Question

In how many ways can the digits in the number 9,164,461 be arranged?

Answer 1

Hint: First count the number of digits present in the given number. Even if the digits are repeating then count them a different number of times. Now, use the formula that n number of different things can be arranged in $n!$ ways. Now, divide this total number of ways of arrangement with the product of factorials of the number of times each digit is repeated to get the total number of effective arrangements.

Complete step-by-step solution:
Here we are provided with the number 9,164,461 and we are asked the number of possible arrangements that can be made using the digits of this number.
Now, clearly we can see that we have 7 digits in this number if we are counting the repeated digits differently. We know that n things can be arranged in $n!$ ways if there are n positions. So we have,
$\Rightarrow $ Number of ways in which the digits of the given number can be arranged = $7!$
Now, we can see that the numbers 1, 6 and 4 are repeating twice, so $7!$ would have been the number of possible arrangements in case all the digits would have been different. In cases where we have repetition of letters or digits the effective number of arrangements decreases. The effective number of arrangements will be the number of arrangements obtained in case the digits do not repeat divided by the product of factorials of the number of times each digit is repeating. So we get,
$\Rightarrow $ Effective number of ways in which the digits of the given number can be arranged $=\dfrac{7!}{2!\times 2!\times 2!}=630$.
Hence, there are 630 arrangements of the digits possible.

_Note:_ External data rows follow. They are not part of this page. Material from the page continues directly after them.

PR #1188, opened 2022-07-05
#375 - fixing GetSchema + Add Foreign Keys-, IndexColumns-, Indexes- …

phillipc:
#375 - fixing GetSchema + Add Foreign Keys-, IndexColumns-, Indexes- and Foreign Key Columns-Support
#375 - fixing GetSchema + Add restrictionValues support

### DIFF
--- a/src/MySqlConnector/Core/SchemaProvider.cs
+++ b/src/MySqlConnector/Core/SchemaProvider.cs
@@ -1,3 +1,4 @@
+using System.Text;
 using MySqlConnector.Protocol.Serialization;
 using MySqlConnector.Utilities;
 
@@ -38,24 +39,62 @@ internal sealed class SchemaProvider
 			{ "Triggers", FillTriggers },
 			{ "UserPrivileges", FillUserPrivileges },
 			{ "Views", FillViews },
+			{ "ForeignKeys", FillForeignKeys },
+			{ "Indexes", FillIndexes },
+			{ "IndexColumns", FillIndexes },
 		};
 	}
 
-	public ValueTask<DataTable> GetSchemaAsync(IOBehavior ioBehavior, CancellationToken cancellationToken) => GetSchemaAsync(ioBehavior, "MetaDataCollections", cancellationToken);
+	private async Task FillForeignKeys(IOBehavior ioBehavior, DataTable dataTable, string?[] restrictionValues, CancellationToken cancellationToken)
+	{
+		dataTable.Columns.AddRange(new DataColumn[]
+		{
+			new("CONSTRAINT_CATALOG", typeof(string)),
+			new("CONSTRAINT_SCHEMA", typeof(string)),
+			new("CONSTRAINT_NAME", typeof(string)),
+			new("TABLE_CATALOG", typeof(string)),
+			new("TABLE_SCHEMA", typeof(string)),
+			new("TABLE_NAME", typeof(string)),
+			new("COLUMN_NAME", typeof(string)),
+		});
 
-	public async ValueTask<DataTable> GetSchemaAsync(IOBehavior ioBehavior, string collectionName, CancellationToken cancellationToken)
+		await FillDataTableAsync(ioBehavior, dataTable, "KEY_COLUMN_USAGE", restrictionValues, cancellationToken).ConfigureAwait(false);
+	}
+
+	private async Task FillIndexes(IOBehavior ioBehavior, DataTable dataTable, string?[] restrictionValues, CancellationToken cancellationToken)
+	{
+		dataTable.Columns.AddRange(new DataColumn[]
+		{
+			new("TABLE_CATALOG", typeof(string)),
+			new("TABLE_SCHEMA", typeof(string)),
+			new("TABLE_NAME", typeof(string)),
+			new("NON_UNIQUE", typeof(string)),
+			new("INDEX_SCHEMA", typeof(string)),
+			new("INDEX_NAME", typeof(string)),
+			new("COLUMN_NAME", typeof(string)),
+			new("COLLATION", typeof(string)),
+			new("CARDINALITY", typeof(string)),
+		});
+
+		await FillDataTableAsync(ioBehavior, dataTable, "STATISTICS", restrictionValues, cancellationToken).ConfigureAwait(false);
+	}
+
+	public ValueTask<DataTable> GetSchemaAsync(IOBehavior ioBehavior, string?[] restrictionValues, CancellationToken cancellationToken) => GetSchemaAsync(ioBehavior, "MetaDataCollections", restrictionValues, cancellationToken);
+
+	public async ValueTask<DataTable> GetSchemaAsync(IOBehavior ioBehavior, string collectionName, string?[] restrictionValues, CancellationToken cancellationToken)
 	{
 		if (collectionName is null)
 			throw new ArgumentNullException(nameof(collectionName));
+		collectionName = collectionName.Replace(" ", "");
 		if (!m_schemaCollections.TryGetValue(collectionName, out var fillAction))
 			throw new ArgumentException("Invalid collection name.", nameof(collectionName));
 
 		var dataTable = new DataTable(collectionName);
-		await fillAction(ioBehavior, dataTable, cancellationToken).ConfigureAwait(false);
+		await fillAction(ioBehavior, dataTable, restrictionValues, cancellationToken).ConfigureAwait(false);
 		return dataTable;
 	}
 
-	private Task FillDataSourceInformation(IOBehavior ioBehavior, DataTable dataTable, CancellationToken cancellationToken)
+	private Task FillDataSourceInformation(IOBehavior ioBehavior, DataTable dataTable, string?[] restrictionValues, CancellationToken cancellationToken)
 	{
 		dataTable.Columns.AddRange(new DataColumn[] {
 			new("CompositeIdentifierSeparatorPattern", typeof(string)),
@@ -106,7 +145,7 @@ internal sealed class SchemaProvider
 		static string GetVersion(Version v) => "{0:00}.{1:00}.{2:0000}".FormatInvariant(v.Major, v.Minor, v.Build);
 	}
 
-	private Task FillMetadataCollections(IOBehavior ioBehavior, DataTable dataTable, CancellationToken cancellationToken)
+	private Task FillMetadataCollections(IOBehavior ioBehavior, DataTable dataTable, string?[] restrictionValues, CancellationToken cancellationToken)
 	{
 		dataTable.Columns.AddRange(new DataColumn[] {
 			new("CollectionName", typeof(string)),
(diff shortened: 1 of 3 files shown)


src/MySqlConnector/Core/SchemaProvider.cs
```diff
@@ -987,7 +1032,34 @@ private async Task FillDataTableAsync(IOBehavior ioBehavior, DataTable dataTable
...
+				+ string.Join(", ", dataTable.Columns.Cast<DataColumn>().Select(static x => x!.ColumnName))
+				+ " FROM INFORMATION_SCHEMA." + tableName;
+
+			if (restrictionValues.Any())
+			{
+				StringBuilder sbWhere = new StringBuilder();
+				List<string> whereParts = new List<string>(4);
+
+				if (restrictionValues.Length >= 1 && !string.IsNullOrEmpty(restrictionValues[0]))
+					whereParts.Add($"UPPER(TABLE_CATALOG) = '{restrictionValues[0]?.ToUpperInvariant()}'");
```
bgrainger, line 1045: * This doesn't handle a literal `'` in the restriction value (and will generate a SQL parsing error or, worse, a SQL injection bug).
  * It's possible this is bug-compatible with MySql.Data (I haven't checked), but we shouldn't allow security vulnerabilities in order to do so
* Why `UPPER`? This will fail for case-sensitive identifiers, i.e., `lower_case_table_names = 0`.
* The first restriction is not always `TABLE_CATALOG`; the set of restrictions varies according to the schema being retrieved. For example: for `"Users"`, `restrictions[0]` is a pattern to match against the user name; for `"Procedures"`, `restrictions[1]` is `ROUTINE_SCHEMA`.
  * This appears to be very poorly documented for MySql.Data, but I'm wary of being gratuitously different here; at a minimum, we should provide a porting guide mapping MySql.Data restriction indexes onto MySqlConnector restriction indexes (if there's a good reason to be different).
* `restrictionValues[0]?` is unnecessary if it's already been tested with `string.IsNullOrEmpty`.

src/MySqlConnector/Core/SchemaProvider.cs
```diff
@@ -38,24 +39,62 @@ public SchemaProvider(MySqlConnection connection)
...
+		await FillDataTableAsync(ioBehavior, dataTable, "STATISTICS", restrictionValues, cancellationToken).ConfigureAwait(false);
+	}
+
+	public ValueTask<DataTable> GetSchemaAsync(IOBehavior ioBehavior, string?[] restrictionValues, CancellationToken cancellationToken) => GetSchemaAsync(ioBehavior, "MetaDataCollections", restrictionValues, cancellationToken);
+
+	public async ValueTask<DataTable> GetSchemaAsync(IOBehavior ioBehavior, string collectionName, string?[] restrictionValues, CancellationToken cancellationToken)
 	{
 		if (collectionName is null)
 			throw new ArgumentNullException(nameof(collectionName));
+		collectionName = collectionName.Replace(" ", "");
```
bgrainger, line 88: What motivates this?

src/MySqlConnector/Core/SchemaProvider.cs
```diff
@@ -106,7 +145,7 @@ private Task FillDataSourceInformation(IOBehavior ioBehavior, DataTable dataTabl
 		static string GetVersion(Version v) => "{0:00}.{1:00}.{2:0000}".FormatInvariant(v.Major, v.Minor, v.Build);
 	}
 
-	private Task FillMetadataCollections(IOBehavior ioBehavior, DataTable dataTable, CancellationToken cancellationToken)
+	private Task FillMetadataCollections(IOBehavior ioBehavior, DataTable dataTable, string?[] restrictionValues, CancellationToken cancellationToken)
```
bgrainger, line 148: This method need to be updated to return the `NumberOfRestrictions` for each schema collection; it's currently hard-coded to 0.

src/MySqlConnector/Core/SchemaProvider.cs
phillipc: - Literal `'` : correct, but i think this isn't the correct layer for injection-prevention
- Upper: case-sensitive database configuration and duplicated-name-using are insane. If we remove upper then we are always case-sensitive.
- The restrictions-mapping is a kind of magic. I implemented it only for some known "`GetSchema()`"-calls. However, these are already sufficient for using NHibernate's schema generator. I will comment this in the code.
- restrictionValues[0]? -> "`string?`" can be `STRING.EMPTY` or not?

src/MySqlConnector/Core/SchemaProvider.cs
phillipc: `Foreign Keys or ForeignKeys`: NHibernate call this Methode with "Foreign Keys". I'm not sure which is the correct magic string variant.

src/MySqlConnector/Core/SchemaProvider.cs
phillipc: here is a docu https://docs.microsoft.com/en-us/dotnet/framework/data/adonet/schema-restrictions of the restrictions-array

phillipc: - lower_case_table_names: In the future, we should read the server configurations such as lower_case_table_names or max_allowed_packet in order to dynamically adjust the connector. See https://github.com/mysql-net/MySqlConnector/blob/683ccf2c932255cab15e98b0522f9818e55a435c/src/MySqlConnector/Core/CommandExecutor.cs#L65

src/MySqlConnector/Core/SchemaProvider.cs
phillipc: i changed it

bgrainger:
Thanks for opening this PR and getting the ball rolling.

I fixed the spurious failures in "Linux Tests MySQL 5.7" that were (incorrectly) flagging this PR as broken: https://github.com/mysql-net/MySqlConnector/commit/bf06ea96c1bbaf7b17baf15960321619607bc334.

However, I'd prefer to move in a more data-driven direction for defining the schema collection, which should ultimately allow documentation and tests to be generated, as well as the implementation code. https://github.com/mysql-net/MySqlConnector/pull/1190

src/MySqlConnector/Core/SchemaProvider.cs
```diff
@@ -38,24 +39,99 @@ public SchemaProvider(MySqlConnection connection)
...
+		{
+			new("TABLE_CATALOG", typeof(string)),
+			new("TABLE_SCHEMA", typeof(string)),
+			new("TABLE_NAME", typeof(string)),
+			new("NON_UNIQUE", typeof(string)),
+			new("INDEX_SCHEMA", typeof(string)),
+			new("INDEX_NAME", typeof(string)),
+			new("COLUMN_NAME", typeof(string)),
+			new("COLLATION", typeof(string)),
+			new("CARDINALITY", typeof(string)),
```
bgrainger, line 111: MySql.Data returns the following columns from its `IndexColumns` schema:

```
INDEX_CATALOG
INDEX_SCHEMA
INDEX_NAME
TABLE_NAME
COLUMN_NAME
ORDINAL_POSITION
SORT_ORDER
```

Is there a reason to be different here?

src/MySqlConnector/Core/SchemaProvider.cs
```diff
@@ -38,24 +39,99 @@ public SchemaProvider(MySqlConnection connection)
...
+	{
+		dataTable.Columns.AddRange(new DataColumn[]
+		{
+			new("CONSTRAINT_CATALOG", typeof(string)),
+			new("CONSTRAINT_SCHEMA", typeof(string)),
+			new("CONSTRAINT_NAME", typeof(string)),
+			new("TABLE_CATALOG", typeof(string)),
+			new("TABLE_SCHEMA", typeof(string)),
+			new("TABLE_NAME", typeof(string)),
+			new("COLUMN_NAME", typeof(string)),
```
bgrainger, line 71: MySql.Data returns the following columns:

```
CONSTRAINT_CATALOG
CONSTRAINT_SCHEMA
CONSTRAINT_NAME
TABLE_CATALOG
TABLE_SCHEMA
TABLE_NAME
MATCH_OPTION
UPDATE_RULE
DELETE_RULE
referenced_table_catalog
REFERENCED_TABLE_SCHEMA
REFERENCED_TABLE_NAME
```

Should this be expanded to include those columns?

mgexo:
Hi @bgrainger whats the status of this PR? 
We recently migrated to NHibernate mysqlconnector due to .NET6 migration, only to find out that it is the only NHibernate connector that does not support "Foreign Keys" and "IndexColumns" in auto-update procedure. This is kind of a showstopper for updating our software. 

What  would be your suggested workaround until this PR is merged/finished?

bgrainger:
> whats the status of this PR?

It appears that the author closed it.

> This is kind of a showstopper for updating our software. What would be your suggested workaround until this PR is merged/finished?

If this is a showstopper for updating your software, and assuming that you have software development skills, the solution seems obvious: create a PR that meets your needs and submit it as a contribution to this freely-available open-source library.

mgexo:
@phillipc any reason why it was closed? Did you find a solution?

mgexo:
> > whats the status of this PR?
> 
> It appears that the author closed it.
> 
> > This is kind of a showstopper for updating our software. What would be your suggested workaround until this PR is merged/finished?
> 
> If this is a showstopper for updating your software, and assuming that you have software development skills, the solution seems obvious: create a PR that meets your needs and submit it as a contribution to this freely-available open-source library.

@bgrainger we actually considered that but then we saw already two people that tried and failed or were not able to get their PRs through. I am afraid that we will end up with yet another open source library fork ...
Since you reviewed the PR here already, isnt there a chance to finish that?

bgrainger:
This project has a high bar for contributions (see the [Code of Conduct](https://github.com/mysql-net/MySqlConnector?tab=coc-ov-file#readme)), but it regularly merges contributions (see the [contributors list](https://github.com/mysql-net/MySqlConnector/graphs/contributors)); there's no a priori reason to assume a PR you opened wouldn't be merged.

I haven't looked into these particular schemas in detail recently.

If they're just reporting data from an `INFORMATION_SCHEMA.XYZ` table, then you can add a block to `SchemaCollections.yaml` that specifies the table name and columns, then run `SchemaCollectionGenerator` to generate the code.

However, it may not be that simple or I might have just added it in #1190. If it's more complex, then it might be best to follow the example of `ReservedWords`: define the schema in `SchemaCollections.yaml` but set a `custom:` method name, then implement that method in `SchemaProvider.cs`.

In either case, don't modified the generated code in `SchemaProvider.g.cs` _except_ by modifying and re-running `SchemaCollectionGenerator`.

eaexo:
Hi @bgrainger 

I guess I have a using SchemaCollections.yaml, I will try to create PR later, however I agree with mgexo that it could end up as 2 previous PRs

Note: Note that we cannot always arrange n things in $n!$ ways. An important condition for the arrangement to be $n!$ ways is that we must have n or more than n places where n things have to be arranged. In the above question there are seven digits so they are to be arranged at seven places hence we have obtained $7!$ ways. In case say we have to arrange 7 different things at 5 places then number of arrangements would have been $^{7}{{P}_{5}}=\dfrac{n!}{\left( n-r \right)!}$.